EXERCISE INPUT:
PR #2497, opened 2019-05-16
[Docker] Use default gcc (7.3) on Ubuntu.

bilke:
Corresponding change: https://github.com/ufz/ogs-container-maker/commit/79241adda9744ae4ee12ef88417a249807620599.

Merge when green.

### DIFF
--- a/Jenkinsfile
+++ b/Jenkinsfile
@@ -172,8 +172,7 @@ pipeline {
             dockerfile {
               filename 'Dockerfile.gcc.gui'
               dir 'scripts/docker'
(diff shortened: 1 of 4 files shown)


bilke:
@endJunction Everything is fine except that there is one new warning on GCC in`Lubby2.h:219`

```
'*((void*)& local_lubby2_properties +72)' is used uninitialized in this function [-Wuninitialized] eps_K.dot(sigma - eta_K * (eps_K - eps_K_prev) / dt) / 2;
```

Can you please have a look?

PR #2500, opened 2019-05-19
Rename time loop

endJunction:
Rename the time loop, extract the create method, rearrange private members.


wenqing:
or TimeDiscretization.

endJunction:
Discussed with Wenqing. Keeping the TimeLoop name for now.
Time discretization consists of three parts in OGS: The Euler/BDF/..., the Fixed/Adaptive/...Stepper, and the time loop itself.

PR #2501, opened 2019-05-20
Non-equilibrium initial state variables in SmallDeformation process.

endJunction:
Adds a possibility of non-equilibrium initial state in the small deformation process.

Two new methods for the finite element creation and coordinates interpolation added for convenience.

3. [x] Any new feature or behavior change was documented? (pdf in the Tests/Data together with the project files.)


ProcessLib/SmallDeformation/CreateSmallDeformationProcess.cpp
```diff
@@ -101,9 +101,25 @@ std::unique_ptr<Process> createSmallDeformationProcess(
...
+            //! \ogs_file_param_special{prj__processes__process__SMALL_DEFORMATION__nonequilibrium_state_variables__sigma}
+            "sigma", parameters,
+            MathLib::KelvinVector::KelvinVectorDimensions<
+                DisplacementDim>::value);
+    }
+
     SmallDeformationProcessData<DisplacementDim> process_data{
-        materialIDs(mesh), std::move(solid_constitutive_relations),
-        solid_density, specific_body_force, reference_temperature};
+        materialIDs(mesh),     std::move(solid_constitutive_relations),
```
TomFischer: Is this clang formatted?

ProcessLib/SmallDeformation/SmallDeformationFEM.h
```diff
@@ -272,6 +296,24 @@ class SmallDeformationLocalAssembler
             auto const& b = _process_data.specific_body_force;
             local_b.noalias() -=
                 (B.transpose() * sigma - N_u_op.transpose() * rho * b) * w;
+            if (_process_data.nonequilibrium_sigma)
+            {
```
TomFischer: Possible code duplication?

ProcessLib/SmallDeformation/SmallDeformationFEM.h
```diff
@@ -147,8 +149,30 @@ class SmallDeformationLocalAssembler
...
+                        std::numeric_limits<
+                            double>::quiet_NaN() /* time independent */,
+                        x_position);
+                typename BMatricesType::KelvinVectorType const sigma_ref =
+                    Eigen::Map<typename BMatricesType::KelvinVectorType>(
+                        sigma_ref_vector.data(),
+                        MathLib::KelvinVector::KelvinVectorDimensions<
+                            DisplacementDim>::value,
+                        1);
+                ip_data.sigma = sigma_ref;
```
wenqing: I think that sigma_ref can computed once at here and store it to ip_data.

ProcessLib/SmallDeformation/SmallDeformationFEM.h
```diff
@@ -272,6 +296,24 @@ class SmallDeformationLocalAssembler
             auto const& b = _process_data.specific_body_force;
             local_b.noalias() -=
                 (B.transpose() * sigma - N_u_op.transpose() * rho * b) * w;
+            if (_process_data.nonequilibrium_sigma)
+            {
+                x_position.setCoordinates(MathLib::Point3d(
```
wenqing: Here I think sigma_ref can be directly fetched from ip_data if it keeps  sigma_ref.

ProcessLib/SmallDeformation/SmallDeformationFEM.h
wenqing: initial_sigma or initial_stress could be a proper name.

norihiro-w:
perhaps you also need to include reference traction force, ie, neumann bc.

ProcessLib/SmallDeformation/CreateSmallDeformationProcess.cpp
```diff
@@ -101,9 +101,25 @@ std::unique_ptr<Process> createSmallDeformationProcess(
...
+    // Non-equilibrium variables
+    ParameterLib::Parameter<double> const* nonequilibrium_sigma = nullptr;
+    const auto& nonequilibrium_state_variables_config =
+        //! \ogs_file_param{prj__processes__process__SMALL_DEFORMATION__nonequilibrium_state_variables}
+        config.getConfigSubtreeOptional("nonequilibrium_state_variables");
+    if (nonequilibrium_state_variables_config)
+    {
+        nonequilibrium_sigma = &ParameterLib::findParameter<double>(
+            *nonequilibrium_state_variables_config,
+            //! \ogs_file_param_special{prj__processes__process__SMALL_DEFORMATION__nonequilibrium_state_variables__sigma}
```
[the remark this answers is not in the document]
wenqing: if (nonequilibrium_state_variables_config), set body force=zero.

wenqing:
@norihiro-w Good idea!. Since this gives a non-equilibrium initial state, I think, only a reference of body force has to be excluded. The traction bc can be considered  in the project file directly.

wenqing:
@norihiro-w The reference body force can be also excluded from the input data, e.g, if no change in body force, set  **0** in `<specific_body_force>`, otherwise, give the increment value.

norihiro-w:
@wenqing though I'm not checking the implementation, i guess here you want to solve the volume integration of `\nabla \cdot (stress - stress_ref) + (b-b_ref) = 0` (if i'm wrong, please correct it).  Then., in addition to `stress_ref`, you need to set `b_ref` (i forgot about this in previous comment) and boundary integrals of `stress_ref` which is the traction force (Nuemann bc). Of course, if `b=b_ref` (e.g. no density changes) or 't=t_ref'(e.g. constant crustal stress), you can simply set 'b=0' or 't=0' in the input file. However, I find the approach implicit and actual model setup becomes unclear for users.

wenqing:
@norihiro-w I think that you are right that this PR is aimed to solve `\nabla \cdot (stress - stress_ref) + (b-b_ref) = 0`. Where non-equilibrium means that the given reference stress and the reference body force  do not need to satisfy the momentum balance equation strictly, and they should be  excluded in  displacement change. Therefore the raised traction BC   of  `(stress - stress_ref) \cdot n` can be configured in the project file directly. Of course, the stress associated material parameters must be calculated by using the value of 'stress'. You know well that in some cases of geo-engineering application only measured normal stresses are available, which may does not strictly satisfy  `\nabla \cdot stress_ref + b_ref = 0`, and one only can or want to obtain the displacement from the initial status (0).

wenqing:
I think to add  an explanation in the document about how to set body force and  traction BC under the nonequilibrium condition is better than to change the corresponding source code. Because this can explicitly remind one the balance equation `\nabla \cdot (stress - stress_ref) + (b-b_ref) = 0`. This is just my opinion.

ProcessLib/SmallDeformation/SmallDeformationFEM.h
endJunction: Yes. Removing, and as suggested by @wenqing storing in the ip_data.

endJunction:
@norihiro-w We have mentioned some points in the pdf (see the test case folder). Especially the handling of the body-force term when density is not constant. We might miss some points and can improve the code when the need arises.
For this PR the density in the small deformation process is constant.

PR #2554, opened 2019-07-05
HM mass formulation

FZill:
Changed HM to trivial mass formulation and adapted tests where necessary


norihiro-w:
what is a motivation of this change?

endJunction:
We want to solve non-constant density HM problems. The  next step is indeed to add the density derivatives to the FEM.

norihiro-w:
@endJunction i see. thank you for the reply.

PR #2557, opened 2019-07-07
LIE Mohr-Coulomb; Use Newton-Raphson solver internally.

endJunction:
Change the explicit calculation of stress in plastic case to Newton-Raphson method. The new implementation yields far better and more stable results; compare the result of new load path test.

1. [ ] Feature description was added to the [changelog](https://github.com/ufz/ogs/wiki/Release-notes-6.2.1)
2. [x] Tests covering your feature were added? New load path test.


norihiro-w:
@endJunction thanks for improving this. I'm curious how much the new result is different from the previous one. Is the previous result completely wrong?

endJunction:
@norihiro-w Below a comparison for the load path test: While the loading up into the plastic area is comparable, the unloading with the explicit scheme is not physical. Don't hesitate to ask more questions.
image

endJunction:
For reviewers: I've to find out why the results on different architectures vary more than reasonable tolerances, but the code isn't going to change by any large extend.

wenqing:
Does that figure show stress - aperture (jump) curve? If it is, the results by the Newton looks reasonable.

The implementation looks good.

endJunction:
@wenqing Yes, the figure show fracture stress {n, s} in {red, blue} as well as the fracture opening in {n, s} direction in {magenta, black}.

norihiro-w:
@endJunction thank you for the figure.

PR #2558, opened 2019-07-08
Added temperture dependent to Lubby2

zhangning737:
- Update Lubby2 model for temperature dependenct
- Tested and added testing benchmark
- Compatible with previous benchmark in SmallDeformation Process

Everything works, but not good at optimizing the code, please help optimize the code, especially here,

https://github.com/zhangning737/ogs/blob/6d398b6cf7ce42f99e93f1339882ac2b519853d5/MaterialLib/SolidModels/CreateLubby2.h#L131

Thanks a lot...

### DIFF
--- a/MaterialLib/SolidModels/CreateLubby2.h
+++ b/MaterialLib/SolidModels/CreateLubby2.h
@@ -117,7 +117,7 @@ std::unique_ptr<Lubby2<DisplacementDim>> createLubby2(
     if (dependency_parameter_tref_name || dependency_parameter_mgt_name ||
         dependency_parameter_mkt_name || dependency_parameter_q_name)
     {
-        WARN("Lubby2 model lost essential thermal parameter(s), the thermal related properties are not activated.")
+        WARN("Lubby2 model lost essential thermal parameter(s), the thermal related properties are not activated.");
     }
 
     // Initialize the thermal related parameters 
--- a/MaterialLib/SolidModels/CreateLubby2.h
+++ b/MaterialLib/SolidModels/CreateLubby2.h
@@ -11,9 +11,8 @@
 #pragma once
 
 #include "CreateNewtonRaphsonSolverParameters.h"
-#include "ParameterLib/Utils.h"
-
 #include "Lubby2.h"
+#include "ParameterLib/Utils.h"
 
 namespace MaterialLib
 {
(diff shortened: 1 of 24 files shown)


MaterialLib/SolidModels/CreateLubby2.h
```diff
@@ -93,20 +94,79 @@ std::unique_ptr<Lubby2<DisplacementDim>> createLubby2(
...
+    {
+       auto parameter_empty_ptr = new ParameterLib::ConstantParameter<double>("NoName", 0.0);
+
+        Lubby2MaterialProperties mp{
+            kelvin_shear_modulus,     maxwell_shear_modulus,
+            maxwell_bulk_modulus,     kelvin_viscosity,
+            maxwell_viscosity,        dependency_parameter_mK,
+            dependency_parameter_mvK, dependency_parameter_mvM,
+            *parameter_empty_ptr, *parameter_empty_ptr,
+            *parameter_empty_ptr, *parameter_empty_ptr};
```
endJunction: I'd recommend to put the additional temperature related coefficients into a structure and pass them using `boost::optional`.
In the newly written code the use of plain pointers is prohibited, especially those causing memory leaks (like the above `parameter_empty_ptr`).

MaterialLib/SolidModels/Lubby2.h
```diff
@@ -72,10 +85,34 @@ struct LocalLubby2Properties
...
 
+    void update(double const s_eff, double const T)
+    {
+        double const dT(T - Tref);
+        double const GM0_s_eff = GM0 * s_eff;
+        GK = GK0 * std::exp(mK * GM0_s_eff);
+        etaK = etaK0 * std::exp(mvK * GM0_s_eff);
+        if (std::isnan(T))
+        {
+            etaM = etaM0 * std::exp(mvM * GM0_s_eff);
```
endJunction: Try to avoid any code duplication.
Especially this branch and all of the above computations are already implemented in the `update(s)` overload. Don't repeat them.

Tests/Data/ThermoMechanics/Lubby2/cube_1e0.prj
```diff
@@ -0,0 +1,327 @@
...
+            <name>temperature</name>
+            <components>1</components>
+            <order>1</order>
+            <initial_condition>temperature_ic</initial_condition>
+            <boundary_conditions>
+                <!-- <boundary_condition>
+                    <mesh>cube_1x1x1_geometry_top</mesh>
+                    <type>Dirichlet</type>
+                    <parameter>temperature_bc</parameter>
+                </boundary_condition> -->
```
endJunction: Drop unneeded commented blocks.

zhangning737: OK, removed.

MaterialLib/SolidModels/Lubby2.h
zhangning737: Here we have a problem, in the function ```integrateStress``` ```update(s)``` was changed to ```update(s, T)``` for TM process, while for ```SmallDeformation``` ```T``` is ```nan```, so add a check point here... Thinking how to due with that...

MaterialLib/SolidModels/CreateLubby2.h
```diff
@@ -93,20 +94,79 @@ std::unique_ptr<Lubby2<DisplacementDim>> createLubby2(
     DBUG("Use '%s' as dependency parameter mvM.",
          dependency_parameter_mvM.name.c_str());
 
-    Lubby2MaterialProperties mp{
-        kelvin_shear_modulus,     maxwell_shear_modulus,
-        maxwell_bulk_modulus,     kelvin_viscosity,
-        maxwell_viscosity,        dependency_parameter_mK,
-        dependency_parameter_mvK, dependency_parameter_mvM};
+    auto const dependency_parameter_tref_name = config.getConfigParameterOptional<std::string>("dependency_parameter_tref");
```
wenqing: - clang-format
- parameter documentation

MaterialLib/SolidModels/CreateLubby2.h
wenqing: or derive a class from Lubby2.

MaterialLib/SolidModels/CreateLubby2.h
zhangning737: @wenqing OK, will reformat and document...

MaterialLib/SolidModels/Lubby2.cpp
```diff
@@ -94,13 +94,15 @@ Lubby2<DisplacementDim>::integrateStress(
     // calculation of deviatoric parts
     auto const& P_dev = Invariants::deviatoric_projection;
     KelvinVector const epsd_i = P_dev * eps;
+    KelvinVector const epsd_t = P_dev * eps_prev;
 
-    // initial guess as elastic predictor
+    // initial guess as elastic predictor. Note: dimensionless stresses!
```
endJunction: `sigma_prev` two lines below is not dimensionless.

zhangning737: mis description, sigd_t is the dimensionless stress...

PR #2561, opened 2019-07-09
HydroMechanics non-equilibrium initial states.

endJunction:
Adding same non-equilibrium initial states as for the SmallDeformation process #https://github.com/ufz/ogs/pull/2501.

Meanwhile the theoretical ideas were developed further and this is only for the comparison with the next new implementation and also provides the project files/tests. The new idea is to include the non-equilibrium in the residuum.


Documentation/ProjectFile/prj/processes/process/HYDRO_MECHANICS/nonequilibrium_state_variables/i_nonequilibrium_state_variables.md
```diff
@@ -0,0 +1,3 @@
+Non-equilibrium initial state variables which are not explicitly in equilibrium
```
wenqing: not explicitly --> implicitly.

wenqing:
Will the changes in the local assembler be in another PR?

endJunction:
Yes, the F^{oob} (out of balance forces) formulation will follow in other PR.

ProcessLib/HydroMechanics/CreateHydroMechanicsProcess.cpp
```diff
@@ -188,13 +188,45 @@ std::unique_ptr<Process> createHydroMechanicsProcess(
         config.getConfigParameter<double>(
             "reference_temperature", std::numeric_limits<double>::quiet_NaN());
 
+    // Non-equilibrium variables
+    ParameterLib::Parameter<double> const* nonequilibrium_stress = nullptr;
```
TomFischer: Just out of curiosity: Why not ´unique_ptr`?

ProcessLib/HydroMechanics/HydroMechanicsProcessData.h
```diff
@@ -97,6 +101,12 @@ struct HydroMechanicsProcessData
     ParameterLib::Parameter<double> const& porosity;
     /// Solid's density. A scalar quantity, ParameterLib::Parameter<double>.
     ParameterLib::Parameter<double> const& solid_density;
+
+    /// Optional, non-equilibrium stress parameter.
+    ParameterLib::Parameter<double> const* const nonequilibrium_stress;
```
TomFischer: Why not ´unique_ptr`?

Tests/Data/HydroMechanics/InitialStates/displacement/into_initial_state_pcs_0.pvd
```diff
@@ -0,0 +1,6 @@
+<?xml version="1.0"?>
+<VTKFile type="Collection" version="0.1" byte_order="LittleEndian" compressor="vtkZLibDataCompressor">
+  <Collection>
+    <DataSet timestep="0" group="" part="0" file="into_initial_state_pcs_0_ts_0_t_0.000000.vtu"/>
+  </Collection>
+</VTKFile>
```
TomFischer: Is the pvd file needed?

TomFischer:
Are the gml files needed? I didn´t see references in the prooject files.

ProcessLib/HydroMechanics/CreateHydroMechanicsProcess.cpp
endJunction: It's a non-owning optional parameter.

wenqing:
I guess that Tests/Data/HydroMechanics/InitialStates/pressure/Docu_HM_Non_Equilibrium_Initial_States.pdf  is for the documentation of one benchmark. However the web content file, which should refer to that PDF is missing.

ProcessLib/HydroMechanics/HydroMechanicsFEM-impl.h
```diff
@@ -269,11 +302,11 @@ void HydroMechanicsLocalAssembler<ShapeFunctionDisplacement,
 
     // pressure equation
     local_rhs.template segment<pressure_size>(pressure_index).noalias() -=
-        laplace_p * p + storage_p * p_dot + Kpu * u_dot;
+        laplace_p * (p - p_neq) + storage_p * p_dot + Kpu * u_dot;
```
wenqing: I think that every simulation starts from the previous status, whether which is equilibrium (may from the previous simulation) or non-equilibrium (specfied). Therefore p_neq should be p0, and local_rhs should not be changed.  This is a suggestion for future change. The PR itself is OK with the current consideration.

nagelt:
This should be no longer needed with the CompensateInitial....

endJunction:
That's true, but I still didn't redo the test cases...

WHAT THE TASK ASKS: From the material above, report how many lines contain the word "VTKFile", giving only the number.

RESPONSE TO THIS TASK: 2